Come non pensare a Montale?

Ho sceso, dandoti il braccio, almeno un milione di scale
e ora che non ci sei è il vuoto ad ogni gradino.
Anche così è stato breve il nostro lungo viaggio.
Il mio dura tuttora, né più mi occorrono
le coincidenze, le prenotazioni,
le trappole, gli scorni di chi crede
che la realtà sia quella che si vede.

Sul numero di dicembre 2011 di “Golf Today”, rivista sulla quale entrambi scriviamo (be’, io ho una colonna soltanto, ma ubi maior minor cessat, si sa) lessi queste sue parole:

Perché, sui campi di Golf, in questo Paese, in estate hanno caldo solo i maleducati?

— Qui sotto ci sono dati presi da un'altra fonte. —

PR #114, opened 2013-12-27
fix cygwin compilation

r1b:
When compiling under cygwin, access() constants are not defined in fcntl.h:

```
websockify.c: In function ‘main’:
websockify.c:368:35: error: ‘R_OK’ undeclared (first use in this function)
         if (access(settings.cert, R_OK) != 0) {
```

Including unistd.h allows compilation to complete.

### DIFF
--- a/other/websockify.c
+++ b/other/websockify.c
@@ -16,6 +16,7 @@
 #include <netdb.h>
 #include <sys/select.h>
 #include <fcntl.h>
+#include <unistd.h>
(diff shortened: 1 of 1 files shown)


r1b:
Bump - 4 years later a conditional include seems more sensible ☺️

CendioOssman:
Probably shouldn't even be conditional. `unistd.h` is the documented location for `access()`. :)

PR #135, opened 2014-08-08
Remove explicit numpy requirement from install_requires

holzman:
According to the code, numpy is optional, not required.
(It improves the efficiency of hybi, but there's a fallback).

### DIFF
--- a/setup.py
+++ b/setup.py
@@ -28,7 +28,6 @@ setup(name=name,
 
       packages=['websockify'],
       include_package_data=True,
-      install_requires=['numpy'],
       zip_safe=False,
       entry_points={
         'console_scripts': [


DirectXMan12:
While it is possible to use websockify without numpy, it's better to use it with numpy, and the majority of users probably want numpy pulled in by default.

holzman:
I respectfully disagree. It's a huge dependency to bring in for little benefit.

kanaka:
@holzman do you have any quantitative numbers? For example, round trip time for a few thousand small messages from browser to websockify to server and back. And time to send a few hundred meg from browser to server.

While this only effects client to server traffic (due to masking), my memory is that I've seen a noticeable difference in latency with numpy vs raw python. For example, in noVNC when moving the mouse around screen rapidly, the server's mouse will lag further behind without numpy. However, more importantly, noVNC is not the only user of websockify and for application where they might be a lot of client to server traffic, the difference could be quite significant. 

You might be right, but I would trade extra disk usage in exchange for performance any day especially for websockify. If you can show quantitatively that the performance difference is negligible for numpy vs raw python, then removing numpy from the default would make more sense to me. Or propose a different way of doing this in python that has equal or better performance in all important uses cases and with a smaller dependencies, I think that would be great.

holzman:
Fair enough, I haven't done any quantitative measurement. I'll do so and propose the appropriate change.

- B

On Apr 28, 2015, at 5:50 PM, "Joel Martin" <notifications@github.com<mailto:notifications@github.com>> wrote:


@holzman<https://github.com/holzman> do you have any quantitative numbers? For example, round trip time for a few thousand small messages from browser to websockify to server and back. And time to send a few hundred meg from browser to server.

While this only effects client to server traffic (due to masking), my memory is that I've seen a noticeable difference in latency with numpy vs raw python. For example, in noVNC when moving the mouse around screen rapidly, the server's mouse will lag further behind without numpy. However, more importantly, noVNC is not the only user of websockify and for application where they might be a lot of client to server traffic, the difference could be quite significant.

You might be right, but I would trade extra disk usage in exchange for performance any day especially for websockify. If you can show quantitatively that the performance difference is negligible for numpy vs raw python, then removing numpy from the default would make more sense to me. Or propose a different way of doing this in python that has equal or better performance in all important uses cases and with a smaller dependencies, I think that would be great.

Issue #17, opened 2011-11-03
Support non-Base64 Encoded Strings


jmcintyre:
In other frameworks, it has been possible to send strings through the websocket api without first encoding them into base64. For users that want to pass non-binary data, this would be easier to get up and running. It would also fit well with many examples online that are not specifying a protocol in the constructor of WebSocket and use simple string in the send call. Please consider adding this option.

Quella domanda mi colpì, perché è esattamente quello che penso, io che non considero i bermuda come un abbigliamento appropriato sul campo nemmeno in agosto.

Allora chiesi alla nostra direttrice Maria Pia Gennaro di fare da “facilitatrice”. Insomma entrammo in contatto, ci siamo conosciuti quest’inverno. Sinceramente mi importava poco della differenza d’età, perché mi pareva una persona a modo, con tanta cultura e intelligenza.

Marco è un conversatore brillante, e i suoi 86 anni sono più una croce da portare al petto con orgoglio che non un peso. Tra i tanti argomenti dei nostri conversari (conversari, oddio, io preferisco ascoltarlo) ci sono stati, ovviamente, i bermuda: mi ha parlato, per esempio, dell’eleganza con cui questo indumento si può portare, in contrasto con certi pantaloncini che si vedono d’estate sui nostri campi (quelli sono i “Bermuda” però, che sono cosa diversa rispetto ai “bermuda”). (Io sono molto rigido in questo, forse troppo; però continuo a stupirmi nel vedere che si venga lasciati giocare con pantaloncini da spiaggia.)

E tanti altri argomenti: racconti di una vita, aneddoti, anche dettagli senza apparente importanza. Tout se tient.

Be’, oggi posso dire con una punta di orgoglio che Marco è mio amico. E ti vedrei bene, caro Marco, in un immaginario colloquio con Ben Hogan.